[Source data]
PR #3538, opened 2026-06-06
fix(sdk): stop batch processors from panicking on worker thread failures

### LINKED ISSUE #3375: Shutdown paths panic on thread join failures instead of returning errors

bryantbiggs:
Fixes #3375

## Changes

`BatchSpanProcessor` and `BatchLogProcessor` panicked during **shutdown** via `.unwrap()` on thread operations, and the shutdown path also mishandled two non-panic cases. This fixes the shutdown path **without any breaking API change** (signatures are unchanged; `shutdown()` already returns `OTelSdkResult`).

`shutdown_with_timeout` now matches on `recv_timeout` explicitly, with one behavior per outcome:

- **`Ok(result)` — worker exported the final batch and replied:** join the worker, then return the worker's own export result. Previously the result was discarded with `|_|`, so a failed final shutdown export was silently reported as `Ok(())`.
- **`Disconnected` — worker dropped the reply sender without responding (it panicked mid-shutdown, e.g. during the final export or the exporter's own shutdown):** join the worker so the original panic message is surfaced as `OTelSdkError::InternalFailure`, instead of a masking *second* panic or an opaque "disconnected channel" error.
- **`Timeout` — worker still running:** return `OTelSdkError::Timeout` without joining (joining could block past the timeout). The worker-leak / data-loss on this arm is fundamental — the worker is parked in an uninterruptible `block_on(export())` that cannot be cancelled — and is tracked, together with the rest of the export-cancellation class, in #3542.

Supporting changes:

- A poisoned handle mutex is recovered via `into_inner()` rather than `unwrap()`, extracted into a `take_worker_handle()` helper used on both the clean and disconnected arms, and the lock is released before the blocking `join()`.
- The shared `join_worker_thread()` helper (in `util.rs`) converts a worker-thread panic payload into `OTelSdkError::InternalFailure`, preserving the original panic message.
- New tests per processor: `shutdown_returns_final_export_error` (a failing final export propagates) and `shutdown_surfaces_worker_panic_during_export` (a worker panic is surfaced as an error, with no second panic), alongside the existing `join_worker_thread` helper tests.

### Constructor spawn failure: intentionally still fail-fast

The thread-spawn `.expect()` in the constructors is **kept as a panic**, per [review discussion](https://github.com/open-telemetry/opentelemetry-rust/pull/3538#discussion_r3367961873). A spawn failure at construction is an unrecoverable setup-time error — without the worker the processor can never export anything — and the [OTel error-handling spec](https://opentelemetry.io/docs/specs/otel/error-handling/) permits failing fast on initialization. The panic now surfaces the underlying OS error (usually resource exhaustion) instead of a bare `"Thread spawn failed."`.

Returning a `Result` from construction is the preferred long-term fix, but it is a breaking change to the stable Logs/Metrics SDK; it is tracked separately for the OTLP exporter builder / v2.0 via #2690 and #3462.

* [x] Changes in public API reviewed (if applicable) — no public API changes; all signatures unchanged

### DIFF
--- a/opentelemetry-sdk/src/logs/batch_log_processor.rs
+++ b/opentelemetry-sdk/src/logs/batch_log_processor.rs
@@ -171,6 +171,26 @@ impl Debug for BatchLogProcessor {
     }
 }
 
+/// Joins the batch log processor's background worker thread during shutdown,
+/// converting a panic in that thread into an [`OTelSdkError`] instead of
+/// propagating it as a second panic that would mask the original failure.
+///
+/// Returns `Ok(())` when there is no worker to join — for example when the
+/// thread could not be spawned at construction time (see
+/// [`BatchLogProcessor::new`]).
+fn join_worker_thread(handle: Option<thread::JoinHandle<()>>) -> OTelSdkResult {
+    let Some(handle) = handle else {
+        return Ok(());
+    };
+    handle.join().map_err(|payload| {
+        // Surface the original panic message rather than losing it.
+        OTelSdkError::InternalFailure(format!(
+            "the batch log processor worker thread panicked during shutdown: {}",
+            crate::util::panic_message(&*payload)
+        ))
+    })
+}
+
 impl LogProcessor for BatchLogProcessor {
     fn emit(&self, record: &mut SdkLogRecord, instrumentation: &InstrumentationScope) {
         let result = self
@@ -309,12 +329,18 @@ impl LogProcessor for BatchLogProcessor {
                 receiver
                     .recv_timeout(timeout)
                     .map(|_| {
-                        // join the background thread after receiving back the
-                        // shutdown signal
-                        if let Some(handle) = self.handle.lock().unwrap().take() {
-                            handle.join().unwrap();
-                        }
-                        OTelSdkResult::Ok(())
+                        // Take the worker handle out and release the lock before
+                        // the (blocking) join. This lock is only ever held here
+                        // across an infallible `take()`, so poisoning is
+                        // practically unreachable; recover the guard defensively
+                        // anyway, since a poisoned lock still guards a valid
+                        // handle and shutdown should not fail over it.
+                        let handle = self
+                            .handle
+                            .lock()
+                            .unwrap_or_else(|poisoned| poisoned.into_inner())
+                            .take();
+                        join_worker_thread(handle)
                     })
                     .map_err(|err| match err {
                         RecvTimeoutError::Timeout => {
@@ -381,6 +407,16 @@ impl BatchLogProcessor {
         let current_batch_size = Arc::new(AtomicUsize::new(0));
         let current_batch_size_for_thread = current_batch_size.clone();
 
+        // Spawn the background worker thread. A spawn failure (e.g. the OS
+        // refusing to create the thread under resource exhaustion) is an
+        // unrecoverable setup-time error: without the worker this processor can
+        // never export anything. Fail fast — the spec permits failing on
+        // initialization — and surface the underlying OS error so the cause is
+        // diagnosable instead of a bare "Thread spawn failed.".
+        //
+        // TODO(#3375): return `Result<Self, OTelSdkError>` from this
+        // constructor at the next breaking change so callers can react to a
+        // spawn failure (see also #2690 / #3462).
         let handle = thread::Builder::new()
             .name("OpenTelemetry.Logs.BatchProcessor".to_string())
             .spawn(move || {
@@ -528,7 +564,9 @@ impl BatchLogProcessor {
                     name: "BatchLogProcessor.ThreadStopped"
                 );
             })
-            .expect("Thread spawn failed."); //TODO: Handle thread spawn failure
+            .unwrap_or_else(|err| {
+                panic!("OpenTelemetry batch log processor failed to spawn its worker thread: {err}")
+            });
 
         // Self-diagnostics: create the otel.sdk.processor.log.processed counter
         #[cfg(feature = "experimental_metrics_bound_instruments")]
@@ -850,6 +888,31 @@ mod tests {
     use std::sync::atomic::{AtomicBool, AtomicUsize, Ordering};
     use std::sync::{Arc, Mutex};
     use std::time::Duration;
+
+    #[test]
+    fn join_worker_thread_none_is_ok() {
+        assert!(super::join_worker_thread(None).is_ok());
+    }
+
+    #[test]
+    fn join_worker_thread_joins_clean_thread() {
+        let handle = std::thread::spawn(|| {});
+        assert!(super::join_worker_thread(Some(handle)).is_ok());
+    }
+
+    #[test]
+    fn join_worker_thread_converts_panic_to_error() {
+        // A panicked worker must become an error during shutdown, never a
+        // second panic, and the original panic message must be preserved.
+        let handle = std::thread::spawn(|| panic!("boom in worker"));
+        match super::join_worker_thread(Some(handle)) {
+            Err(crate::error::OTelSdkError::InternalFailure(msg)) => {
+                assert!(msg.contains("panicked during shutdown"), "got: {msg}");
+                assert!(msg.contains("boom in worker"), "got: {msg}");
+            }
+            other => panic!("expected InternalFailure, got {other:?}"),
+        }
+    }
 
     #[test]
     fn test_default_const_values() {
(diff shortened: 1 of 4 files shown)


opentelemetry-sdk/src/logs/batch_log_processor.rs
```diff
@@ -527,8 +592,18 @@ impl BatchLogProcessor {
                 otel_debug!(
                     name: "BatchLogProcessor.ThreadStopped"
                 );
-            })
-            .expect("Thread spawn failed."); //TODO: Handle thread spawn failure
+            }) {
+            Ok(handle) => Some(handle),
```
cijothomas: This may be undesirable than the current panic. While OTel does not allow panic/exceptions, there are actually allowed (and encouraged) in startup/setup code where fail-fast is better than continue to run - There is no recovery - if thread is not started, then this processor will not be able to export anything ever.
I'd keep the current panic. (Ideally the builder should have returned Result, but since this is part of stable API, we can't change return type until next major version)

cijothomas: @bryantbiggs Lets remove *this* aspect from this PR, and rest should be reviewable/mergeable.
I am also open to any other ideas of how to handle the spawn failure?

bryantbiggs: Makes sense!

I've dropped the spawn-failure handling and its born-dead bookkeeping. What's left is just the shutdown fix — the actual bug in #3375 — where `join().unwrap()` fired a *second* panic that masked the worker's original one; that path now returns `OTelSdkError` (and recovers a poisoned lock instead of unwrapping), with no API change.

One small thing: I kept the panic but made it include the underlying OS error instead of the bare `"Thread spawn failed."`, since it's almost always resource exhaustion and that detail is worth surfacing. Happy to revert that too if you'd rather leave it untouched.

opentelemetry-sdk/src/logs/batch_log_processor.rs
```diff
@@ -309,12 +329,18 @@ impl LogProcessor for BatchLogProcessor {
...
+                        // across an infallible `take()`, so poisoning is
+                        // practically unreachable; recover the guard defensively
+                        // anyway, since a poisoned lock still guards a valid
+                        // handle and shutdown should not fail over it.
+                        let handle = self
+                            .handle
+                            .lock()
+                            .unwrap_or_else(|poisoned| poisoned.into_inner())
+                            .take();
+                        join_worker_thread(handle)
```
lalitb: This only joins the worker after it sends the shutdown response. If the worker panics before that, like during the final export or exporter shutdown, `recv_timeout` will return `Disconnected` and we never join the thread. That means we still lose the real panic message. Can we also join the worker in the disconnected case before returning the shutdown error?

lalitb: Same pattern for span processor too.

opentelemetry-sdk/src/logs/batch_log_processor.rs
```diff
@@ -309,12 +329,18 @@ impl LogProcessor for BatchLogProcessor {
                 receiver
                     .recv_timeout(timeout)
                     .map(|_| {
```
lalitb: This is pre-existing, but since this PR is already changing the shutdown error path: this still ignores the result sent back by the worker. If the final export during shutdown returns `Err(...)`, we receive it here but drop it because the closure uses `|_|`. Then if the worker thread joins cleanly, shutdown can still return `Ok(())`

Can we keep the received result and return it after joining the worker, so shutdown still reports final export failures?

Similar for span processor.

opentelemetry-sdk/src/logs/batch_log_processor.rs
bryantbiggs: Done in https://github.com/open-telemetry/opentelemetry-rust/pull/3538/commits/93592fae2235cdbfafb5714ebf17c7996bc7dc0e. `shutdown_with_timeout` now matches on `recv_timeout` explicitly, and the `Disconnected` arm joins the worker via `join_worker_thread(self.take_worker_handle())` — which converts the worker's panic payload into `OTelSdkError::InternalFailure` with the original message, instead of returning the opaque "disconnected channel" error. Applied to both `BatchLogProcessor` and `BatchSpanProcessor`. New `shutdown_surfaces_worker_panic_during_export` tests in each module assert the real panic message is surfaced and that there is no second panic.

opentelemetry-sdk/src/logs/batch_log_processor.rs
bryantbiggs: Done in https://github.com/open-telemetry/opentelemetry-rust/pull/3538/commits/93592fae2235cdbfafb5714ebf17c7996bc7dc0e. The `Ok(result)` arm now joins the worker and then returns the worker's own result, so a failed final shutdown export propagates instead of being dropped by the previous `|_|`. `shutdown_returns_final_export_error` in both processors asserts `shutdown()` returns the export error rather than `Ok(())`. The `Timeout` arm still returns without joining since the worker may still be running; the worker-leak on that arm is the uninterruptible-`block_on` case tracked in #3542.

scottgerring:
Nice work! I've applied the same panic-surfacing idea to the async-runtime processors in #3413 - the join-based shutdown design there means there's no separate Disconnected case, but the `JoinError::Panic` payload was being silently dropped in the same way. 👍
[/Source data]
[Source data]
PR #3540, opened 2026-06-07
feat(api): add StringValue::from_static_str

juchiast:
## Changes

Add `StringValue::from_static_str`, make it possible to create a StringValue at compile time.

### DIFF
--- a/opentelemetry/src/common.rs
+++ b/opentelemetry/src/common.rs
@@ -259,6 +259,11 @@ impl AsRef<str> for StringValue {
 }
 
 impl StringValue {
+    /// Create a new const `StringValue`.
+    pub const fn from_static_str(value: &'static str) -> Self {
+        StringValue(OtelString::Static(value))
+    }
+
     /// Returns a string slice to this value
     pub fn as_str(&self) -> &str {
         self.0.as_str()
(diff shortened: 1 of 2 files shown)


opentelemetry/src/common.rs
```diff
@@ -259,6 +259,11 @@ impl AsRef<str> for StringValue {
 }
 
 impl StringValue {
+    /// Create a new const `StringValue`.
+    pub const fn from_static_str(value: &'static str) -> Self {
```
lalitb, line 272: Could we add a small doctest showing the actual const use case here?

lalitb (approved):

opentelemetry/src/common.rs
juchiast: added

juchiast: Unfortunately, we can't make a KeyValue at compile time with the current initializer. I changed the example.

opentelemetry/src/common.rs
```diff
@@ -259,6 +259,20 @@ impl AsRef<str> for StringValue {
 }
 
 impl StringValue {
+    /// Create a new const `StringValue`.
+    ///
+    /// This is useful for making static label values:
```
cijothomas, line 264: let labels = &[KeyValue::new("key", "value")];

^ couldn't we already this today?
[/Source data]
[Source data]
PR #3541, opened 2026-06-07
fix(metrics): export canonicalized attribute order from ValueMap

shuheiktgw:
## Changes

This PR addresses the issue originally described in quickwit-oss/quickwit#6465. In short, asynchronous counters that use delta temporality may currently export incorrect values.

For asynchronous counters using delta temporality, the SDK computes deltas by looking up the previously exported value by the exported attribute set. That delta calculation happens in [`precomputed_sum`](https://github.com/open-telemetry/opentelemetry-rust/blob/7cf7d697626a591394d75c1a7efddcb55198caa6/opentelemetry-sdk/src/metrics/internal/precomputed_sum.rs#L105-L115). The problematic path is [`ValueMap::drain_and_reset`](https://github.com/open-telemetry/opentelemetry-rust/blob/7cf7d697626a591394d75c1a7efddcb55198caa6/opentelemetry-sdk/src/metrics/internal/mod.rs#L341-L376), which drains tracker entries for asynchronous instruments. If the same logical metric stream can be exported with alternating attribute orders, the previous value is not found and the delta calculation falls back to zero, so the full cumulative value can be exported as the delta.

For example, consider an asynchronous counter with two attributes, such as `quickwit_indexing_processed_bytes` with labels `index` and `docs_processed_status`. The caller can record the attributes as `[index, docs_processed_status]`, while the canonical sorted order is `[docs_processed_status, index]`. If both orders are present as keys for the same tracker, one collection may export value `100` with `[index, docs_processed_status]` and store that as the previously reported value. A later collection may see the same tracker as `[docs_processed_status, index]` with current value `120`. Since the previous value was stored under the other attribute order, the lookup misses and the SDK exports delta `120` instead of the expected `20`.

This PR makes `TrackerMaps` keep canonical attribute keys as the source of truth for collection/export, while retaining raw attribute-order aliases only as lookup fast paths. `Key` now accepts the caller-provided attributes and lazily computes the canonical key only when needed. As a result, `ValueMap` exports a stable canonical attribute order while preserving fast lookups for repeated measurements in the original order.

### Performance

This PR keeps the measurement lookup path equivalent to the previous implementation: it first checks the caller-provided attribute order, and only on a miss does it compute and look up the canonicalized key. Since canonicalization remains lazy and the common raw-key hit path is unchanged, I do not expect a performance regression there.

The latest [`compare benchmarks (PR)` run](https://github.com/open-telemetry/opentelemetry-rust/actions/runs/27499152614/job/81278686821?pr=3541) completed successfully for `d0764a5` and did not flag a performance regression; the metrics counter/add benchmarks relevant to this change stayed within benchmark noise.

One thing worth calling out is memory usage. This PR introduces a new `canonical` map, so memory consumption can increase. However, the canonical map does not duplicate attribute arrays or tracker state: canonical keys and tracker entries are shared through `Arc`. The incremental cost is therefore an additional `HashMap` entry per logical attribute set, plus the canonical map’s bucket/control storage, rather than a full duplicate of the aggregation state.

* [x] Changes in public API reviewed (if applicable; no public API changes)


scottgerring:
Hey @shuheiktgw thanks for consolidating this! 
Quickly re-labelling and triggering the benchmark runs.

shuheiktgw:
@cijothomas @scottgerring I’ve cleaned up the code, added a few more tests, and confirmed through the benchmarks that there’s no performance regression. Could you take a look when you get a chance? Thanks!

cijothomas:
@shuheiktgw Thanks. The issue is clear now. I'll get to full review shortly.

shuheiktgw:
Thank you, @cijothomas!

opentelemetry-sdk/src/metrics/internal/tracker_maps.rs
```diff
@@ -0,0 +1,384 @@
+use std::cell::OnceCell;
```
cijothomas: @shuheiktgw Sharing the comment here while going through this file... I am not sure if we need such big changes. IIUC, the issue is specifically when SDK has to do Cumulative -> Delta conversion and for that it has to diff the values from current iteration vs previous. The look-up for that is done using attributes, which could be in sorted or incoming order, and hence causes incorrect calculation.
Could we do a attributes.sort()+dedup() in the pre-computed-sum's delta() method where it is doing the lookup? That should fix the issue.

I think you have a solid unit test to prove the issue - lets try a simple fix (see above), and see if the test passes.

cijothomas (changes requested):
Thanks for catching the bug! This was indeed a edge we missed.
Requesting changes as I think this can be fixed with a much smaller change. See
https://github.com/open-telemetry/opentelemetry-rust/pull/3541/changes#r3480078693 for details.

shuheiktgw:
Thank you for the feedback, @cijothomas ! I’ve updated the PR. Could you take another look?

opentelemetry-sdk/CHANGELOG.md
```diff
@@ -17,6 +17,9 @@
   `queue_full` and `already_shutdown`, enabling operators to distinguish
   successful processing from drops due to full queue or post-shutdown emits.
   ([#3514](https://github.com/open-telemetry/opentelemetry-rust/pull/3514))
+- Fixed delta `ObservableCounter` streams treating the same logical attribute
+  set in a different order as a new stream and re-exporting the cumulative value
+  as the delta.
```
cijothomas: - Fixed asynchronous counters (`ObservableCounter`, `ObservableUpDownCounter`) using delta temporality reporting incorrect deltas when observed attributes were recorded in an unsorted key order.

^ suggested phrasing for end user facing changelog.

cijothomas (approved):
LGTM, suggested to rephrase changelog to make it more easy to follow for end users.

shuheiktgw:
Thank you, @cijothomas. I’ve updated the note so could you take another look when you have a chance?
[/Source data]
» What you are asked to do
Beginning with the line that has "PR #3538, opened 2026-06-06" and ending with the line that has "worker exported the", set down the lines above exactly and include no others.

» Exercise result
PR #3538, opened 2026-06-06
fix(sdk): stop batch processors from panicking on worker thread failures

### LINKED ISSUE #3375: Shutdown paths panic on thread join failures instead of returning errors

bryantbiggs:
Fixes #3375

## Changes

`BatchSpanProcessor` and `BatchLogProcessor` panicked during **shutdown** via `.unwrap()` on thread operations, and the shutdown path also mishandled two non-panic cases. This fixes the shutdown path **without any breaking API change** (signatures are unchanged; `shutdown()` already returns `OTelSdkResult`).

`shutdown_with_timeout` now matches on `recv_timeout` explicitly, with one behavior per outcome:

- **`Ok(result)` — worker exported the final batch and replied:** join the worker, then return the worker's own export result. Previously the result was discarded with `|_|`, so a failed final shutdown export was silently reported as `Ok(())`.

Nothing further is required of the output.